Your assignment: I need every line that includes the word "local" copied from the material.

━━━━━━━━━━

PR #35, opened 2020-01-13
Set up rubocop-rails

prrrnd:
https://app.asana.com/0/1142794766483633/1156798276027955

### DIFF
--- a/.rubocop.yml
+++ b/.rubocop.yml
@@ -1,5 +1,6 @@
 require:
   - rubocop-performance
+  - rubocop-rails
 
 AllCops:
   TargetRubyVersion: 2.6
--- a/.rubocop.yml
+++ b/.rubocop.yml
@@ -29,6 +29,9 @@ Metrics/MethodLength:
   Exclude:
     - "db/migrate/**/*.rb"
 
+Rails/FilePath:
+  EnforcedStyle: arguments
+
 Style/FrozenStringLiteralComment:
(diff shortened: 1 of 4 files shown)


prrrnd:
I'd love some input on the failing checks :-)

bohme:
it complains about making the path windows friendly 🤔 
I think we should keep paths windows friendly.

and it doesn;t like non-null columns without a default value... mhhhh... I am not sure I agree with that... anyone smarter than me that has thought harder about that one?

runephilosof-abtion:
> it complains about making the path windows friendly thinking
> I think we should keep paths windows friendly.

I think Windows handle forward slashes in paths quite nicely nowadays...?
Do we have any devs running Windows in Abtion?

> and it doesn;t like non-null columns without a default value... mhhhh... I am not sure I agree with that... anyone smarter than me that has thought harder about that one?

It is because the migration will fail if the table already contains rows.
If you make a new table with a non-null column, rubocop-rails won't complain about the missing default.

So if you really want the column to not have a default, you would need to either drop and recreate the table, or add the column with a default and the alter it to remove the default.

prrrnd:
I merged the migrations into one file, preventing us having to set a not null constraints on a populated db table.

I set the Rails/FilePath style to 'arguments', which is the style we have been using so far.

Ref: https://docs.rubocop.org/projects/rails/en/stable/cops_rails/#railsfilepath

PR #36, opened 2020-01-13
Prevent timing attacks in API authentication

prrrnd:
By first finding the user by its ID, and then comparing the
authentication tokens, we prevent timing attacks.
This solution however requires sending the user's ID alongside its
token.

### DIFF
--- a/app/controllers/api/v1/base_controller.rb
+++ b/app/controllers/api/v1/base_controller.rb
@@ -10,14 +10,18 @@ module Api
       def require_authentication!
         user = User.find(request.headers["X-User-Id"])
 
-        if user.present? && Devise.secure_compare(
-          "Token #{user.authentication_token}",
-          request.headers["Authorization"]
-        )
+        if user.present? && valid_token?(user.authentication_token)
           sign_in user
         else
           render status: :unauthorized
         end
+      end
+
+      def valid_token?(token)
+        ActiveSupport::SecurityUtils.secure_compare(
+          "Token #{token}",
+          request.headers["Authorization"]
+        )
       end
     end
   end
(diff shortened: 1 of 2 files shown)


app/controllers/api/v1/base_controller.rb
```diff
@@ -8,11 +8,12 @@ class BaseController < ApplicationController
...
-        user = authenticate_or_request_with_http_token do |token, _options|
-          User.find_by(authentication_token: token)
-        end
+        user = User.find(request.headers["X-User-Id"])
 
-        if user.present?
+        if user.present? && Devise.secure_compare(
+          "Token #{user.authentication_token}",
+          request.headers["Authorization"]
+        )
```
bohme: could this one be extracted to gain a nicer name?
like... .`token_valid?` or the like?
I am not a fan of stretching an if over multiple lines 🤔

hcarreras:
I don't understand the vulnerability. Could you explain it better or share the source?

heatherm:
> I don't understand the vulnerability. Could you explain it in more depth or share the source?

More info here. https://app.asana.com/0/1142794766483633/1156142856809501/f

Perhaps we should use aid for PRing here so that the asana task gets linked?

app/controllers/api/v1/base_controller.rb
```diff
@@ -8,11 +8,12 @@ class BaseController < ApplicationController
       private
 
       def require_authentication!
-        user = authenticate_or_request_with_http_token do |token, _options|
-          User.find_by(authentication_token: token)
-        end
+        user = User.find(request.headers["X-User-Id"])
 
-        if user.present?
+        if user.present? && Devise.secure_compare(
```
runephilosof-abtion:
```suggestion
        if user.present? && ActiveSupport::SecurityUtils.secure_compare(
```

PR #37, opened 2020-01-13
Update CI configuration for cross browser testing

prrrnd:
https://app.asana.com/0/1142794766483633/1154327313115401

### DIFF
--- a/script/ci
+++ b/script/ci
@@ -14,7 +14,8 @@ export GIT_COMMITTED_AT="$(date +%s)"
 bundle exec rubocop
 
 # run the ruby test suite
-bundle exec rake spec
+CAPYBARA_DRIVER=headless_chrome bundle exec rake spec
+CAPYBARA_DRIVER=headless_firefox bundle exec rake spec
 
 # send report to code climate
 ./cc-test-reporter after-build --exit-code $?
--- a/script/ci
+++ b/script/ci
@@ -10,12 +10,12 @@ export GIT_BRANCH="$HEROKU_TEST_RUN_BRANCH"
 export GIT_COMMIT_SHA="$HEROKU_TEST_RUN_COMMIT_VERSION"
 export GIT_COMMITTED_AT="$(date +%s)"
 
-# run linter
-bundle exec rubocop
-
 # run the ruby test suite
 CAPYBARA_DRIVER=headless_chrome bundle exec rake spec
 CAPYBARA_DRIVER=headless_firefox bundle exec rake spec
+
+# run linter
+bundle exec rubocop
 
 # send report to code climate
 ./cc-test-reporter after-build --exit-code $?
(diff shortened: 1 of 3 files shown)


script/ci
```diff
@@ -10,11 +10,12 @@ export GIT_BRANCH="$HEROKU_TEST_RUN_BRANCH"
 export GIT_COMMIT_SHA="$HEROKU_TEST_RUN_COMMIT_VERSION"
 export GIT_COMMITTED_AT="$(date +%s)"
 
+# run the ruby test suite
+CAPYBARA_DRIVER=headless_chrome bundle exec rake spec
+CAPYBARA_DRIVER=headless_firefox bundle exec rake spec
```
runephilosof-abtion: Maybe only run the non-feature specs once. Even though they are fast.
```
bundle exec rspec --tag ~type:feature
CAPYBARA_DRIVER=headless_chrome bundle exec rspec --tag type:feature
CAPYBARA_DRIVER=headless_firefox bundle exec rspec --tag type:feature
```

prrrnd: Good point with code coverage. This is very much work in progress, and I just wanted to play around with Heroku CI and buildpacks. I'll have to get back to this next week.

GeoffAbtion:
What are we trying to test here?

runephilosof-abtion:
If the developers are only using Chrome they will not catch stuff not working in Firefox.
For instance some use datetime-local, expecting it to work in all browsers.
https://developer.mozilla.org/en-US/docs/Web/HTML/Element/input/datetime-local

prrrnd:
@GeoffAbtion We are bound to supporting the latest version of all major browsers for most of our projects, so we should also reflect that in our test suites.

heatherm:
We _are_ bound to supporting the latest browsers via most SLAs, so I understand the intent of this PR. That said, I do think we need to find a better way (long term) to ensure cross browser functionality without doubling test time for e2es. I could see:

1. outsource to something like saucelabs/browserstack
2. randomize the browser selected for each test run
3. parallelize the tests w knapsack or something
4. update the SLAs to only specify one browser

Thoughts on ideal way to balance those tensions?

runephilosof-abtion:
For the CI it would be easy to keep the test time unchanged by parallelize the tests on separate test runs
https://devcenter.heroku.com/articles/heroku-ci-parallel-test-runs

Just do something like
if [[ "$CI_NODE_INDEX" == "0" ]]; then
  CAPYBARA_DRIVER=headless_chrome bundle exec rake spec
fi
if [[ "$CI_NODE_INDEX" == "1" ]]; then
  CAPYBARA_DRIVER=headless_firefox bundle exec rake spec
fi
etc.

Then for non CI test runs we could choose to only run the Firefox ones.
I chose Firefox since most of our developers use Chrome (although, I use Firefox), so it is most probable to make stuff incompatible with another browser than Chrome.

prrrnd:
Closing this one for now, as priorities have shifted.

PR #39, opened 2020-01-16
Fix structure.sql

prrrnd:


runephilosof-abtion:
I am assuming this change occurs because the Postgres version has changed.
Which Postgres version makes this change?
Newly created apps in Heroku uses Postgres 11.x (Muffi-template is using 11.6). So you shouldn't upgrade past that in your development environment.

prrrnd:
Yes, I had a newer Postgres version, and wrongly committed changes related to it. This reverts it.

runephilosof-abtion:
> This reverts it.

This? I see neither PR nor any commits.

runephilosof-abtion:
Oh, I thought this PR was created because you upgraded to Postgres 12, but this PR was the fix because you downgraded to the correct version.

━━━━━━━━━━

Response for this exercise:
For instance some use datetime-local, expecting it to work in all browsers.
https://developer.mozilla.org/en-US/docs/Web/HTML/Element/input/datetime-local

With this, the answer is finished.